PR #33114, opened 2024-05-02
chore: Fix warnings in ConsolidatedAPIServiceImpl

sharat87:
This is an effort to reduce warnings from `javac`, towards adding a linter to the backend.

I recently had to troubleshoot some code in this class and the array based zipping of 10+ Monos was very hard to parse and debug. This PR simplifies that implementation as well as fixes all/most warnings in this class.

/ok-to-test tags="@tag.All"

> [!TIP]
> Workflow run: <https://github.com/appsmithorg/appsmith/actions/runs/8918809242>
> Commit: f37ef41d41b9925de233f10ca300f89bc3ffe044
> Cypress dashboard url: <a href="https://internal.appsmith.com/app/cypress-dashboard/rundetails-65890b3c81d7400d08fa9ee5?branch=master&workflowId=8918809242&attempt=2" target="_blank">Click here!</a>

### DIFF
--- a/app/server/appsmith-interfaces/src/main/java/com/appsmith/external/annotations/encryption/EncryptionHandler.java
+++ b/app/server/appsmith-interfaces/src/main/java/com/appsmith/external/annotations/encryption/EncryptionHandler.java
@@ -9,6 +9,7 @@ import reactor.util.annotation.NonNull;
 import java.lang.reflect.Field;
 import java.lang.reflect.ParameterizedType;
 import java.lang.reflect.Type;
+import java.lang.reflect.WildcardType;
 import java.util.ArrayList;
 import java.util.Collection;
 import java.util.Collections;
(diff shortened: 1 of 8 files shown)


app/server/appsmith-interfaces/src/main/java/com/appsmith/external/annotations/encryption/EncryptionHandler.java
```diff
@@ -171,6 +172,10 @@ List<CandidateField> findCandidateFieldsForType(@NonNull Object source) {
                             Type[] typeArguments;
                             ParameterizedType parameterizedType = (ParameterizedType) field.getGenericType();
                             typeArguments = parameterizedType.getActualTypeArguments();
+                            if (typeArguments[1] instanceof WildcardType) {
```
trishaanand, line 175: Is this an intended change? Do we need to add NPE checks before accessing the first element of the array?

sharat87: Yes, application startup fails without this. NPE checks won't be necessary. Since this block is for the `Map` type, it is guaranteed to have two type parameters, one for key type and one for value type.

The code here is looking into the value type of the `Map` field, to see if that could contain any `@Encrypted` fields. But when the `Map` is typed as `Map<?, ?>`, then the type arguments we would get here would be instances of an implementation of `WildcardType`. It doesn't make sense to look inside those to see if it can contain encrypted fields, so we just `return` when we see the wildcard type.

This needed to be introduced here since I'm changing some `Map` fields to `Map<?, ?>` in some entity classes.

trishaanand (approved):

#### Work instruction:
What you return should match the listing above exactly.

#### Exercise result:
PR #33114, opened 2024-05-02
chore: Fix warnings in ConsolidatedAPIServiceImpl

sharat87:
This is an effort to reduce warnings from `javac`, towards adding a linter to the backend.

I recently had to troubleshoot some code in this class and the array based zipping of 10+ Monos was very hard to parse and debug. This PR simplifies that implementation as well as fixes all/most warnings in this class.

/ok-to-test tags="@tag.All"

> [!TIP]
> Workflow run: <https://github.com/appsmithorg/appsmith/actions/runs/8918809242>
> Commit: f37ef41d41b9925de233f10ca300f89bc3ffe044
> Cypress dashboard url: <a href="https://internal.appsmith.com/app/cypress-dashboard/rundetails-65890b3c81d7400d08fa9ee5?branch=master&workflowId=8918809242&attempt=2" target="_blank">Click here!</a>

### DIFF
--- a/app/server/appsmith-interfaces/src/main/java/com/appsmith/external/annotations/encryption/EncryptionHandler.java
+++ b/app/server/appsmith-interfaces/src/main/java/com/appsmith/external/annotations/encryption/EncryptionHandler.java
@@ -9,6 +9,7 @@ import reactor.util.annotation.NonNull;
 import java.lang.reflect.Field;
 import java.lang.reflect.ParameterizedType;
 import java.lang.reflect.Type;
+import java.lang.reflect.WildcardType;
 import java.util.ArrayList;
 import java.util.Collection;
 import java.util.Collections;
(diff shortened: 1 of 8 files shown)


app/server/appsmith-interfaces/src/main/java/com/appsmith/external/annotations/encryption/EncryptionHandler.java
```diff
@@ -171,6 +172,10 @@ List<CandidateField> findCandidateFieldsForType(@NonNull Object source) {
                             Type[] typeArguments;
                             ParameterizedType parameterizedType = (ParameterizedType) field.getGenericType();
                             typeArguments = parameterizedType.getActualTypeArguments();
+                            if (typeArguments[1] instanceof WildcardType) {
```
trishaanand, line 175: Is this an intended change? Do we need to add NPE checks before accessing the first element of the array?

sharat87: Yes, application startup fails without this. NPE checks won't be necessary. Since this block is for the `Map` type, it is guaranteed to have two type parameters, one for key type and one for value type.

The code here is looking into the value type of the `Map` field, to see if that could contain any `@Encrypted` fields. But when the `Map` is typed as `Map<?, ?>`, then the type arguments we would get here would be instances of an implementation of `WildcardType`. It doesn't make sense to look inside those to see if it can contain encrypted fields, so we just `return` when we see the wildcard type.

This needed to be introduced here since I'm changing some `Map` fields to `Map<?, ?>` in some entity classes.

trishaanand (approved):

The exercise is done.